Modern software is built like lego. You fetch `npm modules`, `docker images`, and `firmware updates` from the internet. If the source of these legos is compromised, you compromise yourself by installing them.
The SolarWinds Attack
Hackers compromised the build server of SolarWinds (IT management software).
They injected code into the official update.
18,000 companies (including the US Government) downloaded the "Project Orion" update, verified the digital signature (which was valid because the build server signed it), and installed a backdoor.
1. Insecure Deserialization (Repeated)
This category merges the old "Insecure Deserialization" with "Insecure Updates".
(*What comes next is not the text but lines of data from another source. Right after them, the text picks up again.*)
PR #168, opened 2016-03-07
[74X] Protect against corrupted scale weights

blinkseb:
This PR sounds familiar... but this time for scale weights, not PDF weights. For some events, scale weights are 0, very small (e-28) or even infinite... This adds a protection against arbitrary large values of weights (greater than 10 or smaller than 0.1).

The first commits fixes the parsing of PDF set for some Powheg samples. The code now use regex instead of trying to parse the string itself.

### DIFF
--- a/src/EventProducer.cc
+++ b/src/EventProducer.cc
@@ -12,16 +12,28 @@ void EventProducer::beginRun(const edm::Run& iRun, const edm::EventSetup& eventS
 
     int32_t pdf_set_ = lheRunProduct->heprup().PDFSUP.first;
     if (pdf_set_ < 0) {
+#ifdef DEBUG_PDF
+        std::cout << "PDF set not stored inside LHERunInfoProduct. Parsing LHE headers." << std::endl;
+#endif
         // Powheg sample. Find the PDF set in the headers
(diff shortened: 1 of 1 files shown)


blinkseb:
I'll launch a crab job to ensure the bug is fixed

swertz:
Shit, just finished a large number of jobs in 76X... Does it also affect this release?

PS: Do you also have a problem and receive the github notification emails with O(1h) delay? It's really annoying...

blinkseb:
It does not seems to affect a lot of samples (only ZZTo2L2Nu for the moment, but it's probable we missed some), but it affects both 7.4.x and 7.6.x... The symptoms is infinite sum of weights for some scales. As long as you don't have any, you're fine :)

swertz:
Shit I saw that the check passed and didn't see the "do not merge" label... I thought this label prevented the merge??

blinkseb:
Ahah no it just a label it does not prevent the PR to be merged. I'm pretty sure it fixes the issue we saw so it should not matter, and otherwise I'll open a new PR this a new fix ;)

swertz:
Ok, sorry :p

blinkseb:
I confirm the bug is fixed :)

PR #171, opened 2016-03-30
Trigger efficiencies in 76

BrieucF:
Obtain from https://twiki.cern.ch/twiki/bin/view/CMS/HWW2015TriggerResults . I also added the efficiencies for single lepton in case one wants to use it. Note : now, HWW provides a leg which already takes into account the "or" with IsoMu and IsoTkMu, trigger efficiency formula will be updated accordingly.


OlivierBondu:
The test failed, probably because you did not update the reference tree for ~~data~~ MC ?

blinkseb:
Indeed. You first need to rebase against `CMSSW_7_6_3p`, and then update the reference trees to update the scale factors.

PR #173, opened 2016-03-30
[76X] Latest round of PR port

blinkseb:
This is a port of #167 and #168 to 7.6.X.  An update of the trees should not be needed, let's see if I'm right :smile:


swertz:
Yep, thanks!

PR #174, opened 2016-03-31
[76X] Update trigger efficiencies from HWW

BrieucF:
Obtain from https://twiki.cern.ch/twiki/bin/view/CMS/HWW2015TriggerResults . I also added the efficiencies for single lepton in case one wants to use it. Note : now, HWW provides a leg which already takes into account the "or" with IsoMu and IsoTkMu, trigger efficiency formula will be updated accordingly.


blinkseb:
Thanks!

PR #529, opened 2021-12-15
Use fee account for marketfragmenter withdrawals

### LINKED ISSUE #528: [MarketFragmenter] Fee account not used for withdrawals
The Fee account should be used  by the MarketfFagmenter to top-up for network fees of withdrawal transactions.

[Here](https://github.com/tdex-network/tdex-daemon/blob/master/internal/core/application/operator_service.go#L1359) passing `nil` instead of the market makes the fragmenter **NOT** using the fee account instead.

altafan:
Closes #528.

Please @tiero, review this.


sekulicd:
LGTM

PR #532, opened 2021-12-15
Allow to withdraw all LBTC funds from Fee account

### LINKED ISSUE #531: [Fee account] Unable to withdraw all funds
It's not possible to withdraw all the LBTC funds from the fee account because it doesn't subtract fees in such case.

The `sendToManyWithoutFeeTopup` function used to craft the transaction has an option `subtractFees` which should be set to true in case the amount matches the fee account balance.

altafan:
Closes #531.

Please @tiero, review this.


sekulicd:
LGTM

PR #535, opened 2021-12-15
[Config] Unset base asset if quote is fixed

### LINKED ISSUE #534: TDEX_QUOTE_ASSET and TDEX_BASE_ASSET should be mutually exclusive
At the moment, the daemon uses a default base asset (LBTC mainnet).

In order to fix a quote asset instead, one must therefore export 2 variables:
```
$ export TDEX_QUOTE_ASSET="myasset"
$ export TDEX_BASE_ASSET="" # to "empty" the default base asset
```

Ideally, if the TDEX_QUOTE_ASSET is set, the default base asset should be automatically set to an empty string instead of forcing the user to do that.

Also, should these 2 config params be mutually exclusive? Starting a daemon with both fixed means starting a daemon that supports only a specific market which is something that may do not make sense.

altafan:
Closes #534.

Please @tiero review this.

### DIFF
--- a/config/config.go
+++ b/config/config.go
@@ -295,18 +295,17 @@ func validate() error {
 		return fmt.Errorf("%s must be equal or greater than 0.1", TradeSatsPerByte)
 	}
 
-	if viper.IsSet(QuoteAssetKey) && viper.IsSet(BaseAssetKey) {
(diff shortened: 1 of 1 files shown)


sekulicd:
LGTM

PR #543, opened 2021-12-21
remoteSigner plugin added to wallet

### LINKED ISSUE #482: Detach Signer to be able to plug external key management components
Let's say we want to have GDK to handle keys and signing or having KMS/Lambda doing this externally etc.. would be better to detach keys from the daemon so we can plug many "signing backend" without embedding in the main binary

sekulicd:
This adds option to plug in different Signers inside Wallet.
If no Signer is provided daemon uses exiting signing wrapped in InnerSigner.

This closes #482 


tiero:
Can we add an integration test with a remote signer in another process? 

It can be `elements-cli` or another `pkg/wallet` but different process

If your application accepts a serialized object from an untrusted source, it violates data integrity.
2. CI/CD Pipeline Attacks
Hackers target the pipeline (Jenkins/GitHub Actions).
If they can push code to `main` without review, or modify the build script, they own the production environment.
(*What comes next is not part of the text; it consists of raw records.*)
PR #566, opened 2022-03-17
GetMarketReport RPC volume information

### LINKED ISSUE #556: [GetMarketReport] PredefinedPeriod should include LAST_WEEK

### LINKED ISSUE #558: [GetMarketReport] quoteVolume is equal to baseVolume

### LINKED ISSUE #561: Add `TimeFrame` to calculate fragments of MarketVolume divided by the granularity chosen
As requested here #559  we should calculate the volume for each timeframe given a specific granularity (not only the total one since the beginning)

sekulicd:
This adds add updates to the GetMarketReport RPC as requested by bellow issues.
This updates application tests pkg name as packages should have same name as file/func that is tested.
For the sake of testing GetMarketReport this also adds few mocks impl.

This closes #561 
This closes #558 
This closes #556


tiero (approved):
Beside the pkg rename for testing files (wait for @altafan comment) rest LGTM

internal/core/application/mocks_test.go
```diff
@@ -1,12 +1,11 @@
-package application_test
+package application
```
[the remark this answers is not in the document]
altafan: nACK.

> This updates application tests pkg name as packages should have same name as file/func that is tested.

Tests **must not** have the same package name of the tested one. The usefulness of `_test` suffix is:
1. tests are not imported in case the tested package is required by another one.
2. as being in a different package, the tests have the same view of the tested package as those actually importing it for concrete use. This way only exported types and function can be tested since they will be the only usable.

Please revert the change.

internal/core/application/operator_service.go
```diff
@@ -1656,21 +1664,67 @@ func (o *operatorService) GetMarketReport(
...
+	for {
+		if end.Equal(start) || end.Before(start) {
+			return groupedVolume
+		} else {
+			groupedVolume = append(groupedVolume, MarketVolume{
+				StartTime: end.Add(-time.Hour * time.Duration(groupByHours)),
+				EndTime:   end,
+			})
+			end = end.Add(-time.Hour * time.Duration(groupByHours))
+		}
```
altafan, line 1724:
```suggestion
		} else {
		        next := end.Add(-time.Hour * time.Duration(groupByHours))
			groupedVolume = append(groupedVolume, MarketVolume{
				StartTime: next,
				EndTime:   end,
			})
			end = next
		}
```

internal/core/application/operator_service.go
```diff
@@ -1656,21 +1664,67 @@ func (o *operatorService) GetMarketReport(
...
+			StartTime:   startTime,
+			EndTime:     endTime,
 		},
+		GroupedVolume: groupedVolume,
 	}, nil
 }
 
+// initGroupedVolume initialised list of MarketVolume with grouped time slots(start/end date)
+//ordered desc
+func initGroupedVolume(start, end time.Time, groupByHours int) []MarketVolume {
```
altafan, line 1713:
```suggestion
// initGroupedVolume splits the given time range (start, end) into a list of MarketVolume, ie. smaller consecutive time ranges of numHours hours in descending order.
// Example:
// in: 2009-11-10 19:00:00 (start), 2009-11-11 00:00:00 (end), 2 (numHours)
// out: [
//   {end: 2009-11-11 00:00:00, start: 2009-11-10 22:00:01},
//   {end: 2009-11-11 22:00:00, start: 2009-11-10 20:00:01},
//   {end: 2009-11-10 20:00:00, start: 2009-11-10 19:00:00},
// ]
func initGroupedVolume(start, end time.Time, numHours int) []MarketVolume {
```

internal/core/application/operator_service.go
```diff
@@ -1656,21 +1664,67 @@ func (o *operatorService) GetMarketReport(
...
+		if end.Equal(start) || end.Before(start) {
+			return groupedVolume
+		} else {
+			groupedVolume = append(groupedVolume, MarketVolume{
+				StartTime: end.Add(-time.Hour * time.Duration(groupByHours)),
+				EndTime:   end,
+			})
+			end = end.Add(-time.Hour * time.Duration(groupByHours))
+		}
+	}
```
altafan, line 1725: we must add here just a second more to avoid collisions between `MarketVolume[i].Start` and `MarketVolume[i+1].End`, which would cause, then, a trade with exactly that timestamp to be repeated in 2 different slots.
The very last slot doesn't need this extra second, but its start time must be exactly the timerange's start time:
```suggestion
		} else {
		        nextEnd := end.Add(-time.Hour * time.Duration(groupByHours))
		        nextStart := start
		        if nextEnd.Sub(start).Seconds() > 0 {
		            nextStart = nextEnd.Add(time.Second)
		        }
			groupedVolume = append(groupedVolume, MarketVolume{
				StartTime: nextStart,
				EndTime:   end,
			})
			end = nextEnd
		}
	}
```

internal/core/application/mocks_test.go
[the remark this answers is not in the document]
sekulicd: I see there are people in community that are using both "white-box" and "black-box" testing techniques, one such discussion can be found in [here](https://stackoverflow.com/questions/19998250/proper-package-naming-for-testing-with-the-go-language).
"Black box" technique is used, as u said, to prevent circular dependencies and to test only exported stuff.
We should not have issues with circular dependencies as our layers are divided vertically, meaning application can import lower domain level and not vice verse, and imported pkg's do not import any of our pkg's.
Other reason, "to test only exported stuff", seems to me as disadvantage in out case since we want to do unit testing and test both exported and unexported funcs like in my case initGroupedVolume. 
I see that in "black box" testing it is recommended to use additional file with suffix *_internal_test.go which would have same pkg name as unexported func being tests.

Anyways, my primary motivation, for updating test pkg name, was to test initGroupedVolume func, so how do you want to proceed with it? to leave changes i did (update test pkg name) or to create additional test file for this fucn with suffix *_internal_test.go ? @tiero @altafan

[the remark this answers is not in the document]
tiero: If we are renaming current test suites for this only function, I would go with `*_internal_test.go` approach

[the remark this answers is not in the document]
altafan: I understand that both "white" and "black" box testing have their pros and cons, but in general, I think this change is something that requires a proper flow to be eventually committed, therefore opening an issue, and eventually proceeding with changes AFTER a discussion.

I don't like the idea of this PR of having the application layer white-box tested, while the rest of the tests are ALL black-box. If the change is done, it must be done for ALL packages.

Another thing I don't like so much right now is having utils function sparse in the application layer. In fact, You can see `repo_utils.go` and `explorer_utils.go` as attempts  of grouping them into one or more util files.

My proposal is: what if we pack util functions altogether (or divided in more `xxx_util.go` in a way that makes sense)  and we "white-box" test only this/these files, leaving the rest "black-box" as already done?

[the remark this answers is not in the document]
sekulicd: > I understand that both "white" and "black" box testing have their pros and cons, but in general, I think this change is something that requires a proper flow to be eventually committed, therefore opening an issue, and eventually proceeding with changes AFTER a discussion.

I don't like the idea of this PR of having the application layer white-box tested, while the rest of the tests are ALL black-box. If the change is done, it must be done for ALL packages.

Agree.

> Another thing I don't like so much right now is having utils function sparse in the application layer. 

Dont agree with this one, from my pov it is ok to have private methods/functions inside application service files, this encourages splitting complex service methods to more granular funcs which improves testability and readability.
Utils methods should be like pkg's, something could be reusable in various places.

internal/core/application/operator_service.go

internal/core/application/operator_service.go

sekulicd:
@tiero @altafan test pkg name reverted.

internal/core/application/operator_service_internal_test.go
```diff
@@ -0,0 +1,47 @@
+package application
```
altafan, line 1:
```suggestion
package application_internal_test
```

internal/core/application/operator_service_internal_test.go
```diff
@@ -0,0 +1,47 @@
...
+		{
+			name: "2",
+			args: args{
+				start:            start,
+				end:              start.Add(12 * time.Hour),
+				groupByTimeFrame: 1,
+			},
+			want: 12,
+		},
+	}
```
altafan, line 38: I think it would be really valuable to have a series of test cases here with `start`, `end` assuming values reflecting the `TimeRange` proto enum entries and for each of these ranges, `groupByTimeFrame` assuming all the values reflecting `TimeFrame` proto enum.

I guess some of them should be invalid: in general `groupByTimeFrame` shouldn't be <= `TimeRange.EndTime - TimeRange.StartTime`?

I mean, it would not have that much sense for example a timerange of a week, with a timeframe of a month or a year, do you agree?

tiero: timeframe < timerange ofc

if timeframe == timerange you would see a single candle in the chart so to speak, not that useful, but valid

altafan (changes requested):
in application tests, we don't want to use mocked repositories. In that layer, we have so-called "component tests" testing the flow of services using "real" dependencies (except for the mocked-explorer).

Of course, I understand the importance of a unit test for GetMarketReport, therefore it's ok to have one, but for now, to stick with all other tests of this package, you should create a new `newOperatorServiceForMarketReport()` function where you can add to a real repo manager all the data you need for your unit test (just like you've done with the mocked repo).

Since with this PR we unexpectedly introduced tests for internal methods of the application package, I will open a ticket to make a new proposal in order to have black-box component tests, and white-box unit tests.

For the moment, please

internal/core/application/operator_service_internal_test.go
sekulicd: Done

sekulicd:
@tiero @altafan removed mocks, updated test case.

Janaka-Steph:
Screenshot 2022-03-18 at 12 55 54

In detailVolumeList, what about only returning slots with positive volume ?
Currently it returns all slots, even if zero volume. Technically valid but seems a waste of bandwith.

Date seems to be either not valid or overly complicated.
Should be like this `2019-10-12T07:20:50.52Z` but we have `2021-01-04 11:53:51.055556844 +0000 UTC m=-37846485.410451690`
This is a different format, we don't have separator `T` and `Z`.
https://medium.com/easyread/understanding-about-rfc-3339-for-datetime-formatting-in-software-engineering-940aa5d5f68a

Janaka-Steph:
Requesting `PredefinedPeriod.ALL` returns data from now until `2021-01-01 00:00:00`. Why this date?

tiero:
> Requesting `PredefinedPeriod.ALL` returns data from now until `2021-01-01 00:00:00`. Why this date?

There was no usage of tdex daemons in production before that date anyway?

sekulicd:
> Screenshot 2022-03-18 at 12 55 54
> 
> In detailVolumeList, what about only returning slots with positive volume ? Currently it returns all slots, even if zero volume. Technically valid but seems a waste of bandwith.
> 
> Date seems to be either not valid or overly complicated. Should be like this `2019-10-12T07:20:50.52Z` but we have `2021-01-04 11:53:51.055556844 +0000 UTC m=-37846485.410451690` This is a different format, we don't have separator `T` and `Z`. https://medium.com/easyread/understanding-about-rfc-3339-for-datetime-formatting-in-software-engineering-940aa5d5f68a
> 
> `time.Time` used in the code returns the Golang format https://pkg.go.dev/time#Time Seems it needs this https://pkg.go.dev/time#Time.MarshalJSON or https://pkg.go.dev/time#Time.MarshalText to convert to RCF3339 ? The doc of `Time` func says `The returned string is meant for debugging; for a stable serialized representation, use t.MarshalText, t.MarshalBinary, or t.Format with an explicit format string.` https://pkg.go.dev/time#Time.String

@tiero what about this? should we filter out slots where base/quote are 0  ?

tiero:
> @tiero what about this? should we filter out slots where base/quote are 0 ?

I think is a good suggestion, there is no point in showing candles in a chart with volume 0. If a timeframe is not shown in the result, client can infer that there has been 0 volume for that time frame and draw the conclusion.

internal/core/application/operator_service.go
```diff
@@ -1656,21 +1664,79 @@ func (o *operatorService) GetMarketReport(
...
+					if swapRequest.GetAssetR() == market.QuoteAsset {
+						volumeBaseAmount = swapRequest.GetAmountP() + v.BaseVolume
+						volumeQuoteAmount = swapRequest.GetAmountR() + v.QuoteVolume
+					}
+
+					groupedVolume[i] = MarketVolume{
+						BaseVolume:  volumeBaseAmount,
+						QuoteVolume: volumeQuoteAmount,
+						StartTime:   v.StartTime,
+						EndTime:     v.EndTime,
```
tiero, line 1687: shall we [Time.MarshalText](https://pkg.go.dev/time#Time.MarshalText) as suggested by @Janaka-Steph  to "beautify" the string?

internal/core/application/operator_service.go
```diff
@@ -1656,21 +1664,79 @@ func (o *operatorService) GetMarketReport(
...
 			QuoteAmount: uint64(totalFees[market.QuoteAsset]),
+			StartTime:   startTime,
+			EndTime:     endTime,
 		},
 		Volume: MarketVolume{
 			BaseVolume:  uint64(volume[market.BaseAsset]),
-			QuoteVolume: uint64(volume[market.BaseAsset]),
+			QuoteVolume: uint64(volume[market.QuoteAsset]),
+			StartTime:   startTime,
+			EndTime:     endTime,
```
tiero, line 1705: shall we [Time.MarshalText](https://pkg.go.dev/time#Time.MarshalText) as suggested by @Janaka-Steph  to "beautify" the string?

sekulicd: Done

sekulicd:
> > @tiero what about this? should we filter out slots where base/quote are 0 ?
> 
> I think is a good suggestion, there is no point in showing candles in a chart with volume 0. If a timeframe is not shown in the result, client can infer that there has been 0 volume for that time frame and draw the conclusion.

Done

Janaka-Steph:
@tiero @sekulicd `detailVolumeList` now always returns only one element!

internal/core/application/operator_service.go
```diff
@@ -1680,17 +1681,24 @@ func (o *operatorService) GetMarketReport(
...
 				}
 			}
 		}
 	}
 
+	groupedVolume := make([]MarketVolume, 0)
+	for k, _ := range groupedVolumeIndexes {
+		groupedVolume = append(groupedVolume, groupedVolumeTmp[k])
+	}
+
```
tiero, line 1701: Is this piece of code skipping the 0-ed values?

sekulicd: yes

tiero: Is this related https://github.com/tdex-network/tdex-daemon/pull/566#issuecomment-1072573390

sekulicd: I dont think so since there is a [test case](https://github.com/sekulicd/tdex-daemon/blob/cc2b9a9edc5fac90c9c0fe07f986506494b6d001/internal/core/application/operator_service_test.go#L257) that check length and test is passing, this is on application layer and in interface layer we are looping through array in [here](https://github.com/sekulicd/tdex-daemon/blob/cc2b9a9edc5fac90c9c0fe07f986506494b6d001/internal/interfaces/grpc/handler/operator.go#L1298) so i dont see issue in this moment.

sekulicd: @Janaka-Steph are u sure u created more trades in different time slots(candle's) and that you passed correct timeRange/timeFrame args?

tiero:
> @tiero @sekulicd `detailVolumeList` now always returns only one element equals to `totalVolume`!

Can you post the ListTrades result and tell us the payload you used?

altafan:
> I think is a good suggestion, there is no point in showing candles in a chart with volume 0. If a timeframe is not shown in the result, client can infer that there has been 0 volume for that time frame and draw the conclusion.

This is good for bandwidth, true, but the only way for the client to infer that those time frames are 0 is by recomputing the same frames as done by the daemon.

Although the volumes are 0, it's good for the client to receive all of them for building the diagram.
If the daemon sends only the frames with non-0-volumes, the client might struggle to represent them in the diagram because all others 0-volume candles are missing?

Janaka-Steph:
Yes I agree with @altafan actually. Client needs an array with all the dates at least. Recomputing the dates can be prone to errors.

Janaka-Steph:
> > @tiero @sekulicd `detailVolumeList` now always returns only one element equals to `totalVolume`!
> 
> Can you post the ListTrades result and tell us the payload you used for this request?

```
const { data: marketReport } = useGetMarketReportQuery(
    {
      market: marketInfo?.market,
      timeRange: { predefinedPeriod: PredefinedPeriod.ALL },
    },
    { skip: !marketInfo?.market }
  );
```
```
{
    "totalCollectedFees": {
        "baseAmount": 125199,
        "quoteAmount": 0
    },
    "totalVolume": {
        "baseVolume": 50079953,
        "quoteVolume": 1988248936316,
        "startDate": "2021-01-01T00:00:00Z",
        "endDate": "2022-03-18T16:26:53Z"
    },
    "detailVolumeList": [
        {
            "baseVolume": 50079953,
            "quoteVolume": 1988248936316,
            "startDate": "2022-03-18T15:26:54Z",
            "endDate": "2022-03-18T16:26:53Z"
        }
    ]
}
```

sekulicd:
Here are extracted complete_time_unix from trades list:
```
1647620412 Friday, March 18, 2022 4:20:12 PM
1647620320 Friday, March 18, 2022 4:18:40 PM
1647620262 Friday, March 18, 2022 4:17:42 PM
1647620193 Friday, March 18, 2022 4:16:33 PM
```
All are within one hour and based on request:
```
{
  "market": {
    "base_asset": "5ac9f65c0efcc4775e0baec4ec03abdde22473cd3cf33c0419ca290e0751b225",
    "quote_asset": "8656dfbbba1ad643c47a208a89fe0724dbc521bf3e05e641ba0e924665dc3c81"
  },
  "time_range": {
    "predefined_period": "ALL"
  }
}
```
time_zone was not passed and it is "HOUR" by default.

Response looks fine.

sekulicd:
> > I think is a good suggestion, there is no point in showing candles in a chart with volume 0. If a timeframe is not shown in the result, client can infer that there has been 0 volume for that time frame and draw the conclusion.
> 
> This is good for bandwidth, true, but the only way for the client to infer that those time frames are 0 is by recomputing the same frames as done by the daemon.
> 
> Although the volumes are 0, it's good for the client to receive all of them for building the diagram. If the daemon sends only the frames with non-0-volumes, the client might struggle to represent them in the diagram because all others 0-volume candles are missing?

@tiero @Janaka-Steph should we return slots like before?

Janaka-Steph:
> > > I think is a good suggestion, there is no point in showing candles in a chart with volume 0. If a timeframe is not shown in the result, client can infer that there has been 0 volume for that time frame and draw the conclusion.
> > 
> > 
> > This is good for bandwidth, true, but the only way for the client to infer that those time frames are 0 is by recomputing the same frames as done by the daemon.
> > Although the volumes are 0, it's good for the client to receive all of them for building the diagram. If the daemon sends only the frames with non-0-volumes, the client might struggle to represent them in the diagram because all others 0-volume candles are missing?
> 
> @tiero @Janaka-Steph should we return slots like before?

Actually I think it's safer

tiero:
> @tiero @Janaka-Steph should we return slots like before?

Yes, best to do like you did it first.

sekulicd:
> Yes, best to do like you did it first.

Done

Dependabot: Tools that automatically scan dependencies for known vulnerabilities (CVEs).
3. Lack of Signing
Downloading software over HTTP without a GPG signature check.
An attacker performs a Man-in-the-Middle attack and swaps the `setup.exe` with a virus.
Protection
1. Code Signing: Sign all binaries.
2. Supply Chain Security: Use `npm audit`, `Snyk`, or `OWASP Dependency Check`.
3. Verify Checksums: Always check the SHA-256 hash of downloaded files.